In 2016 it wasn't even a category investors tracked. Now it's the 2nd biggest in private markets, ahead of fintech, at $263B. Q1 alone did $16B across almost 500 deals.
Here's what almost nobody in crypto is pricing in...all that capital is about to hit a wall the traditional financial stack can't get past.
A robot can't open a bank account. It can't hold a legal identity, sign a contract, or get paid through ACH. Every rail in TradFi assumes a human sits behind the transaction. That works when a person signs for a few thousand machines. It breaks when millions of them start transacting on their own.
Robotics routes through crypto because crypto is the only stack ever built for non-human actors:
• Permissionless identity a machine can hold without a passport or a corporation
• Programmable payments that settle machine to machine, no bank in the loop
• Machine-readable ownership, so an asset can belong to something that isn't a person
• Coordination between autonomous agents with no legal entity in the middle
You could always make the argument Robotics doesn't need crypto.
But I've always focused on following where the world's attention and hype lies, and Crypto tends to find a way of monetizing that mindshare.
Where I'm looking
Here's who's building those rails, grouped by the layer of the stack they're solving.
Not a buy list btw...just a watchlist of which piece of the machine economy each one is going after.
• Coordination. Virtuals (@virtuals_io) runs the biggest AI agent ecosystem and is now pushing those agents into the physical world. Its Eastworld robotics track covers teleop data, simulation, and real robot deployment. 50k+ agents recently got access to 430+ tokenized equities through Ondo / Treasures.
• Location. Robots are useless without precise positioning, and GEODNET (@GEODNET) supplies it. 21k+ stations across 150+ countries, roughly $6.7M in annualized revenue and $5.3M in annualized holder revenue through buybacks and burns.
• Identity and payments. Fabric (@FabricFND) handles the backend: machine identity, wallets, payments, and task coordination. Plumbing for a world where machines transact onchain without a human in the loop.
• Telemetry. IoTeX (@iotex_io) has been grinding on DePIN and machine data for years. Device identity, verifiable offchain compute, real-world machine data. Not flashy, but it's what matters when robots need telemetry anyone can trust.
• Spatial. Auki (@AukiLabs) is building Posemesh, a spatial awareness network that helps robots, smart glasses, and other devices understand the physical spaces around them.
• Ownership. xMAQUINA (@xmaquina) wraps physical AI exposure in a DAO. Fractional machine ownership and robotics deals that normally sit behind VC rounds, backed by an $18M treasury with $7.6M set aside for robotics investments.
• Simulation. Strike (@StrikeRobot_ai) works on humanoid autonomy and sim-to-real training. They recently rebuilt a real Eastworlds lab inside a simulation to test whether behaviors trained in sim survive contact with the real world.
• Training data. Caspius (@caspius_ai) is after embodied AI data. Robots learn from real-world task footage, and Caspius just hit an ATH in footage contributed while adding NFT/account pairing.

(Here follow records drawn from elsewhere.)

PR #1229, opened 2015-12-03
Slippy tile reader/writer + other changes

lossyrob:
This provides a way to write RasterRDD[SpatialKey] to Slippy map tiles to the local file system/hdfs/s3 using the Hadoop API. Also provides a reader that can read the RDD back in or just one tile.

Whey I say slippy map tiles, I mean tiles that are in the `/z/x/y` file system for storing tiles, the thing that is often mislabeled as a TMS. (See https://gist.github.com/tmcw/4954720 for insight, thanks @caseypt for pointing that article out)

Other changes contained in this PR:
- Allow saving to hadoop to be a map step. In another project I've found this as a useful way to pyramid up; this is the `setupWrite` methods that are added to saving to hadoop and the slippy tile writer.
- Pyramid has functionality that will pyramid up all the levels between some max and min zoom.
- Allow setting of the region when reading from S3InputFormat.
- Add SpaceTimeGeoTiffInputFormat for Hadoop.
- Refactored S3InputFormat and BinaryInputFormat to allow keys to be created off of path/s3key
- Removed `application.conf` from `geotrellis-spark`, as this can overwrite user settings.
- Fixed TileMerge to work with UByte an UShort types correctly

TODO: 
- [ ] Test S3 reader. Perhaps move things in the reader to mirror the writer and only use the Hadoop API?


spark/src/main/scala/geotrellis/spark/io/slippy/package.scala
```diff
@@ -0,0 +1,29 @@
...
+    def read(zoom: Int, key: SpatialKey, bytes: Array[Byte]): Tile =
+      SingleBandGeoTiff(bytes).tile
+  }
+
+  implicit object MultiBandTileTileByteReader extends TileByteReader[MultiBandTile] {
+    def read(zoom: Int, key: SpatialKey, bytes: Array[Byte]): MultiBandTile =
+      MultiBandGeoTiff(bytes).tile
+  }
+
+  implicit def tileTileByteWriter: TileByteWriter[Tile] =
```
moradology: Consider 'defaultTile' or the like - tileTile is kind of weird

project/Dependencies.scala
```diff
@@ -55,8 +55,9 @@ object Dependencies {
   val caliper       = ("com.google.code.caliper" % "caliper" % "1.0-SNAPSHOT"
     from "http://plastic-idolatry.com/jars/caliper-1.0-SNAPSHOT.jar")
 
-  val nscalaTime    = "com.github.nscala-time" %% "nscala-time" % "1.6.0"
+  val nscalaTime    = "com.github.nscala-time" %% "nscala-time" % "2.6.0"
 
+//  val awsSdkS3      = "com.amazonaws" % "aws-java-sdk-s3" % "1.10.11"
   val awsSdkS3      = "com.amazonaws" % "aws-java-sdk-s3" % "1.9.34"
```
echeipesh: Did you mean to upgrade this and changed your mind?

project/Environment.scala
```diff
@@ -21,7 +21,7 @@ object Environment {
     Properties.envOrElse(environmentVariable, default)
 
   lazy val hadoopVersion  = either("SPARK_HADOOP_VERSION", "2.2.0")
-  lazy val sparkVersion   = either("SPARK_VERSION", "1.4.1")
+  lazy val sparkVersion   = either("SPARK_VERSION", "1.5.0")
```
echeipesh: We should probably depend on 1.5.1 or 1.5.2. EMR only supports 1.5.0 as of right now but I'm there should not be API breaks with minor version.

raster/src/main/scala/geotrellis/raster/Raster.scala
```diff
@@ -33,6 +33,30 @@ case class Raster(tile: Tile, extent: Extent) extends Product2[Tile, Extent] {
 
   def asFeature(): Feature[Extent, Tile] = ExtentFeature(extent, tile)
 
+  def get(point: Point): Int =
+    get(point.x, point.y)
+
+  def get(col: Int, row: Int): Int =
+    tile.get(col, row)
+
+  def get(x: Double, y: Double): Int =
```
echeipesh: These two `get` methods should not have the same name. They do different things and with automatic upgrades from Int to Double there may be surprising results. I've had this happen with another `geotrellis.raster` class and it wasn't great. Maybe `getPointValue` and `getDoublePointValue`.

publish-local.sh
```diff
@@ -1,3 +1,16 @@
...
+#./sbt "project index" publish-local && \
+#./sbt "project engine" publish-local && \
+#./sbt "project testkit" publish-local && \
+#./sbt "project services" publish-local && \
+#./sbt "project jetty" publish-local && \
+./sbt "project spark" publish-local && \
+#./sbt "project spark-etl" publish-local && \
+./sbt "project gdal" publish-local #&& \
+#./sbt "project geotools" publish-local && \
+#./sbt "project slick" publish-local
```
lossyrob: TODO: Uncomment

spark/src/main/scala/geotrellis/spark/ingest/Pyramid.scala
```diff
@@ -67,4 +67,38 @@ object Pyramid extends Logging {
...
+        runLevel(nextRdd, nextZoom)
+      } else {
+        (f(thisRdd, thisZoom), thisZoom)
+      }
+
+    runLevel(rdd, startZoom)._1
+  }
+
+  def upLevels[K: SpatialComponent: ClassTag](rdd: MultiBandRasterRDD[K], layoutScheme: LayoutScheme, startZoom: Int)
+                                             (f: (MultiBandRasterRDD[K], Int) => MultiBandRasterRDD[K]): MultiBandRasterRDD[K] =
```
echeipesh: Minor, but took a little while to figure out how this pyramids, that `f` is expected to save in a `.map` step. Wish there was a good name for it, like `hook` or `visit` (for Visitor pattern, right?)

spark/src/main/scala/geotrellis/spark/io/s3/TemporalGeoTiffS3InputFormat.scala
```diff
@@ -6,13 +6,32 @@ import geotrellis.raster.io.geotiff._
...
+    job.getConfiguration.set(GEOTIFF_TIME_FORMAT, timeFormat)
+  }
+
+  def getTimeTag(job: JobContext) ={
+    job.getConfiguration.get(GEOTIFF_TIME_TAG, "TIFFTAG_DATETIME")
+  }
+
+  def getTimeFormatter(job: JobContext): DateTimeFormatter = {
+    val df = job.getConfiguration.get(GEOTIFF_TIME_FORMAT)
+    if(df == null) { DateTimeFormat.forPattern("YYYY:MM:dd HH:mm:ss") }
```
echeipesh: spacing

spark/src/main/scala/geotrellis/spark/io/slippy/SlippyTileWriter.scala
```diff
@@ -0,0 +1,32 @@
...
+import org.apache.spark.rdd._
+import org.apache.hadoop.conf.Configuration
+import org.apache.hadoop.mapreduce.Job
+import org.apache.hadoop.mapreduce.{InputSplit, TaskAttemptContext}
+import org.apache.hadoop.fs.Path
+
+import java.io.File
+import scala.collection.JavaConversions._
+
+trait TileByteWriter[T] extends Serializable {
```
echeipesh: This type class is dangling, unused. Also I'm not sure it's a good interface. Kind of implies that there is only one way to write a particular T instance to bytes, when it probably depends on the extension rather than provides it. Will this have life or a dead branch?

I'll also follow up on @moradology PR to see if it makes sense there anyway.

spark/src/main/scala/geotrellis/spark/io/slippy/FileSlippyTileReader.scala
```diff
@@ -0,0 +1,64 @@
...
+    }
+  }
+
+  def read(zoom: Int)(implicit sc: SparkContext): RDD[(SpatialKey, T)] = {
+    val paths = {
+      listFiles(uri)
+        .flatMap { file =>
+          val path = file.getAbsolutePath
+          path match {
+            case TilePath(z, x, y) if z.toInt == zoom => Some((SpatialKey(x.toInt, y.toInt), path))
```
echeipesh: `TilePath` regex assumes that zoom is leading directory, which seems like the only alternative. So we can just append that to the root path and list only that zoom level. Is there a crazier structure for slippy tiles where that would not be true?

spark/src/main/scala/geotrellis/spark/io/s3/S3Client.scala
```diff
@@ -96,4 +119,26 @@ class AmazonS3Client(s3client: AWSAmazonS3Client) extends S3Client {
   def putObject(putObjectRequest: PutObjectRequest): PutObjectResult = {
     s3client.putObject(putObjectRequest)
   }
+
+  private def readInputStream(inStream: InputStream): Array[Byte] = {
```
echeipesh: Just just use `org.apache.commons.io.IOUtils.toByteArray`, same should be true for `S3FileInputFormat`

spark/src/main/scala/geotrellis/spark/io/hadoop/HadoopSparkContextMethods.scala
```diff
@@ -56,24 +70,13 @@ trait HadoopSparkContextMethods {
...
-      case p if tiffExtensions.exists(p.endsWith) => path
-      case p =>
-        val extensions = tiffExtensions.mkString("{", ",", "}")
-        new Path(s"$p/*$extensions")
-    }
-
-    val updatedConf =
-      sc.hadoopConfiguration.withInputDirectory(searchPath)
-
+  def hadoopMultiBandGeoTiffRDD(path: Path, tiffExtensions: Seq[String] = defaultTiffExtensions): RDD[(ProjectedExtent, MultiBandTile)] =
```
moradology: It may be sensible to remove spaces around the `=` on a default param - with word wrap, this can look pretty confusing.

project/Environment.scala
lossyrob: Both EMR and CDH depend on 1.5.0, this can be changed later if it needs to be...I'm actually compiling against 1.5.2 in the client app

spark/src/main/scala/geotrellis/spark/ingest/Pyramid.scala
lossyrob: Agree, I'm writing it down as a task, we should think of a better name.

spark/src/main/scala/geotrellis/spark/io/hadoop/HadoopSparkContextMethods.scala
lossyrob: This fits with the Scala formatting guidelines AFAIK

spark/src/main/scala/geotrellis/spark/io/s3/TemporalGeoTiffS3InputFormat.scala
lossyrob: ?

spark/src/main/scala/geotrellis/spark/io/slippy/FileSlippyTileReader.scala
lossyrob: No you're totally right

project/Dependencies.scala
lossyrob: If by "change my mind" you mean agonizingly run through versions of this dependency that would both recognize `eu-central-1` as a region and not throw signature or other crazy errors, then yes :)

PR #1230, opened 2015-12-03
SpaceRDD and SpatialPartitioner

echeipesh:
## SpatialPartitioner
This PR implements a partitioner for loosely based on quad/oct/tree regions which allows for efficient:
 - spatial filtering
 - spatial left join
 - spatial inner join

Since the key bounds are known at RDD construction time we can scale number of partitions up and down depending on the space volume, reducing typical "partition management" headache.

This partitioner works by grouping keys using "coarse" space filling curve.

Once SpaceRDD loses it's type it's partitioner essentially degrades to a version of HashPartitioner. As an upshot from this the RDD can still be used with `PairRDDFunctions`. This will still return correct answers, but require more shuffles.

Since joining two RDDs has no clear choice for metadata only the resulting KeyBounds are produced as result metadata. If other information is required it is up to the user to re-insert it in the result.

## KeyBounds
KeyBounds had to change to become an ADT. I can into several cases where empty KeyBounds were needed to describe either an RDD or it's partitioner. Similar needs rose when processing RDDs that may be empty. Where possible KeyBounds are used as nonEmpty class. Where not possible their type changed to Bounds, which could either be KeyBounds or EmptyBounds.

## Spark raster operations
Spark raster operations have been redefined to work on `RDD[(K, Tile)]` where no knowledge of metadata is required. Otherwise they work on `RDD[(K, Tile)] with Metadata[M]` where `M` may have some requirements, like convertible to `MapKeyTransform`.

When working with layers containing metadata, like those that are produced from GeoTrellis readers, it is necessary to use `.withContext { rdd => rdd}` method in order to preserve the metadata through operations.

## RDD Stitch Methods
Have been upgrade to work on `Tile` or `MultiBandTile`. There is a new `StitcherR` method that is usable in method extensions for all subclasses of `Tile`. The mechanics are described in: https://github.com/geotrellis/geotrellis/issues/1292

`StitcherR` should replace `Stitcher` type-class but I am leaving that work for another PR.


echeipesh:
Things I am unhappy about:

- KeyBounds needs to have an Empty state. Currently the only way to express this is with an Option
Since KeyBounds intersect possibility of empty bounds comes up all the time. Maybe a sealed trait hierarchy would serve us well here.

- Is it possible to base SpacePartitioner implementation on SFC type class rather than GridKey?
All we really need for this scheme is a "low resolution" SFC. Perhaps we can have a dedicated type class for this purpose. This would be more extensible than a match statement.

- Multi-reoslution RDDs
What needs to happen for this to be able to perform operations between RDDs of different resolution (i.e.: RDD that uses 2 bits per partition and 4 bits per partition)
Should this just shuffle is there more efficient way? Test coverage for this would be a great way to start.

- Benchmarks
They need to happen.

spark/src/main/scala/geotrellis/spark/ContextRDDMethods.scala
```diff
@@ -13,7 +13,7 @@ class ContextRDDMethods[K: ClassTag, V: ClassTag, M](val rdd: RDD[(K, V)] with M
   def mapKeys[R: ClassTag](f: K => R): RDD[(R, V)] with Metadata[M] =
     rdd.withContext { rdd => rdd.map { case (key, tile) => f(key) -> tile } }
 
-  def mapValues(f: V => V): RDD[(K, V)] with Metadata[M] =
+  def mapValues[W](f: V => W): RDD[(K, W)] with Metadata[M] =
```
lossyrob: Curious on how something like this plays out for, say, changing the cell type of the tile. So we would have a cell type in the raster metadata would then be invalid, and it's carried through by default. I'm wondering if we shouldn't override mapValues? Is that going against stuff we decided on in the many long talks we've had about this?

echeipesh: Good catch, this should have better documented. Here is the use-case:

Given instance of  `RDD[(K, V)] with Metadata[M]`
call to `.mapValues` will always resolve to `ContextRDDMethods.mapValues` as it is the most specific implicit class. Scala will not go a-looking elsewhere for the function passed in changes the value type.

Which means that if a user is intending to use `.mapValues` in the way that spark defines it, with mapping `V => W`, it will fail with something like: 
```scala
[error]  found   : (Int, None.type)
[error]  required: Int
[error]     val expected = pr1.mapValues(v => (v, None))
```

I think we talked about enforcing `.mapValues(f: V => V)` type signature and we can still do it if we change the name. However, it’s not clear how much this is buying us. Let me argue against that goal.

Keeping the type of values is not guarantee that metadata is valid. For instance `.convert` function will change the content of the tile but not the type. So we have to do some book keeping and adjust the metadata with it. https://github.com/echeipesh/geotrellis/blob/feature/partitioner/spark/src/main/scala/geotrellis/spark/BaseRasterRDDMethods.scala#L7-L8

Some of the problem stems from the fact that even now part of the metadata, in case of `RasterMetaData`, refers to the keys (`extent`, `layout`, `crs`) and part refers to values (`cellType`). In future we may have `bandCount` which also refers to values only.

One way to deal with this is to maybe to provide two traits to be extended by metadata, one for keys and one for values and provide API that changes one or the other depending on the function. If our objective remains to support user extensible metadata we basically have no control of what that might be and would have to rely on lenses most likely.

Another way to look at this is as user concern. In this case we provide a way to mutate metadata with the keys and/or values and rely on the user to be a good programmer. Our library code can again rely on lenses but this time lenses for the whole metadata type. For instance to change layout during pyramiding (https://github.com/echeipesh/geotrellis/commit/4d252901427d6337175accb42535d9814f92422d).

I’m starting to be in favor of the second approach as it more accurately reflects the reality, metadata is liable to go invalid without care. Plus splitting the metadata type into key and value metadata doesn’t seem to buy much as both approaches would fall-back on lenses.

raster/src/main/scala/geotrellis/raster/stitch/Stitcher.scala
```diff
@@ -33,3 +33,37 @@ object Stitcher {
   }
 
 }
+
+
+trait StitcherR[T <: CellGrid, R <: CellGrid] extends Serializable {
```
lossyrob: We shouldn't have both Stitcher and StitcherR

echeipesh: Do you think that can happen in upcoming PR or it should be taken care of here?

lossyrob: Perhaps an upcoming PR, if we want to think through and talk out that issue
a bit before committing to that path/design pattern.

lossyrob: Do we need to add StitcherR now, or can we just type the test code correctly to avoid having the duplicate classes and keep with Stitcher?

echeipesh: You're totally correct. I saw this problem and was a little afraid of how prevalent it was with our use of type classes and not having a solution for it. In retrospect we can just change the test and roll this in as it's own PR.

spark/src/main/scala/geotrellis/spark/SpaceTimeKey.scala
```diff
@@ -63,8 +63,8 @@ object SpaceTimeKey {
 
     def getKeyBounds(rdd: RDD[(SpaceTimeKey, X)] forSome {type X}): KeyBounds[SpaceTimeKey] = {
       rdd
-        .map{ case (k, tile) => KeyBounds(k, k) }
-        .reduce { combine }
+        .map { case (k, tile) => KeyBounds(k, k) }
+        .reduce { _ combine _ }
```
pomadchin: Should not be there a `fold(EmptyBounds)(_ combine _)` ?

spark/src/main/scala/geotrellis/spark/io/accumulo/AccumuloLayerUpdater.scala
```diff
@@ -32,7 +32,7 @@ class AccumuloLayerUpdater[K: Boundable: JsonFormat: ClassTag, V: ClassTag, M: J
       case e: UnsupportedOperationException => throw new LayerUpdateError(id, ": empty rdd update").initCause(e)
```
pomadchin: Probably we can avoid catching this exception: it is workaround for the `getKeyBounds` function applied to an empty rdd.

raster/src/main/scala/geotrellis/raster/MethodExtensions.scala
```diff
@@ -1,5 +1,6 @@
 package geotrellis.raster
 
 trait MethodExtensions[+T] extends Serializable {
+  type Self = T
```
lossyrob: What's this for?

echeipesh: Such that methods extending this can make use of type:

```scala
  def localXor(other: Self): Self = localXor(other, None)
```

spark/src/main/scala/geotrellis/spark/KeyBounds.scala
```diff
@@ -3,26 +3,93 @@ package geotrellis.spark
...
+      case KeyBounds(otherMin, otherMax) =>
+        val newMin = b.minBound(minKey, otherMin)
+        val newMax = b.maxBound(maxKey, otherMax)
+        KeyBounds(newMin, newMax)
+
+      case EmptyBounds =>
+        this
+    }
+
+  def combine(other: Bounds[K])(implicit b: Boundable[K]): KeyBounds[K] =
```
lossyrob: What's the overload used for? I'm actually a bit surprised there's no ambiguous compiler errors when trying to call this, because it seems to fit the above overload type sig as well.

spark/src/main/scala/geotrellis/spark/io/RDDFilter.scala
```diff
@@ -77,7 +80,10 @@ object Intersects {
         val queryBounds = KeyBounds(
           kb.minKey updateSpatialComponent SpatialKey(bounds.colMin, bounds.rowMin),
           kb.maxKey updateSpatialComponent SpatialKey(bounds.colMax, bounds.rowMax))
-        implicitly[Boundable[K]].intersect(queryBounds, kb).toSeq
+        (queryBounds intersect kb) match {
+          case kb: KeyBounds[K] => List(kb)
+          case EmptyBounds => Nil
+        }
```
lossyrob: this is happening a lot. Maybe ad a `toList` to Bounds, that will do exactly this?

spark/src/main/scala/geotrellis/spark/op/Implicits.scala
```diff
@@ -0,0 +1,34 @@
...
+  implicit class withCombineMethods[K: ClassTag, V: ClassTag](val self: RDD[(K, V)])
+    extends CombineMethods[K, V]
+
+  implicit class withCombineTraversableMethods[K: ClassTag, V: ClassTag](rs: Traversable[RDD[(K, V)]]) {
+    def combineValues[R: ClassTag](f: Traversable[V] => R): RDD[(K, R)] =
+      rs.head.combineValues(rs.tail)(f)
+  }
+
+  implicit class withMapValuesTupleMethods[K: ClassTag, V: ClassTag](val self: RDD[(K, (V, V))]) extends MethodExtensions[RDD[(K, (V, V))]] {
+    // TODO these needs names
```
lossyrob: Is this TODO done..are we sticking with combineValues?

spark/src/main/scala/geotrellis/spark/op/Implicits.scala
```diff
@@ -0,0 +1,34 @@
...
+  }
+
+  implicit class withMapValuesOptionMethods[K: ClassTag, V: ClassTag](val self: RDD[(K, (V, Option[V]))]) extends MethodExtensions[RDD[(K, (V, Option[V]))]] {
+    def updateValues(f: (V, V) => V): RDD[(K, V)] =
+      self.mapValues { case (v1, ov2) => 
+        ov2 match {
+          case Some(v2) => f(v1, v2)
+          case None => v1
+        }
+      //ov2.fold(v1)(f(v1, _)) }
```
lossyrob: delete

spark/src/main/scala/geotrellis/spark/KeyBounds.scala
echeipesh: I'm a little surprised this works as well, I'm guessing not requiring a type param is enough to disambiguate it.

This allows combine on something that is `KeyBounds` to produce `KeyBounds` instead of `Bounds`, as in generic case above. This is something you mentioned would be nice to have in the API and I agree. It is strange though.

spark/src/main/scala/geotrellis/spark/io/RDDFilter.scala
echeipesh: I was on the fence about this so I left it out. This happens a lot in context of `RDDFilter` shape. So may be a companion helper function here. Do you think its generic enough to be on `Bounds`?

spark/src/main/scala/geotrellis/spark/op/Implicits.scala
echeipesh: Yep, orphaned TODO. I think these names make sense. Thoughts?

spark/src/main/scala/geotrellis/spark/io/accumulo/AccumuloLayerUpdater.scala
echeipesh: This is in reference to getKeyBounds comment above. I wasn't going to change this because I expect that function to be removed soon. But I think you're right. This site should match and the `getKeyBounds` should return Bounds

spark/src/main/scala/geotrellis/spark/op/README.md
```diff
@@ -0,0 +1,158 @@
+# GeoTrellis Spark Raster Operations
+
+In `geotrellis.spark` we represent raster layers as a distributed collection of non-intersecting raster tiles indexed by keys from a given layout. For instance a spatial raster is represented as `RDD[(SpatialKey, Tile)]` where `SpatialKey(col: Int, row: Int)` from a `TileLayout`. In this setup we represent operations between raster layers as a join.
```
moradology: I think this should read: "In `geotrellis.spark` we represent a distributed, non-intersecting collection of raster layers as tiles indexed by keys from a given layout." The mode of implementation seems to me orthogonal to the means of representation

spark/src/main/scala/geotrellis/spark/op/README.md
```diff
@@ -0,0 +1,158 @@
...
+
+## Metadata
+
+If we read a previously tiled and saved GeoTrellis raster RDD from layer reader see that in fact we also get some metadata mixed in with a `Metadata[RasterMetaData]` trait. This metadata describes the `TileLayout` used by the layer, what extent it covers and what `CRS` of its projection, and what the `CellType` of each tile is. This metadata allows you to verify that you are working with compatible layers.
```
moradology: A previously tiled and saved GeoTrellis Raster RDD read in through an instance of `geotrellis.spark.io.LayerReader` will be mixed in with the `Metadata[RasterMetaData]` trait. This metadata describes the `TileLayout` used by the layer, the extent it covers, the `CRS` of its projection, and what the `CellType` of each tile is. This metadata allows you to verify that you are working with compatible layers.

PR #1233, opened 2015-12-08
WIP - Add imageio jpg rendering

moradology:
This PR should allow the rendering of JPG data from a tile and/or colorbreaks.


raster/src/main/scala/geotrellis/raster/render/shared/Renderer.scala
```diff
@@ -14,8 +14,10 @@
  * limitations under the License.
  */
 
-package geotrellis.raster.render.png
+package geotrellis.raster.render.shared
```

• Tooling. Roba (@Roba_Labs) wants to make robotics easier to build around. No-code tools, simulation, robot templates, a creator marketplace, and compute for training and inference.
The catch
I'm not going to pretend this is a rotation you front-run next week. Most of these are early, thinly traded, and completely dependent on physical AI actually scaling. If robots stall, these rails don't matter yet.
But the capital is already moving, and it's moving toward a category that structurally needs crypto rails to work. I'd rather map this corner early than chase it once it's obvious.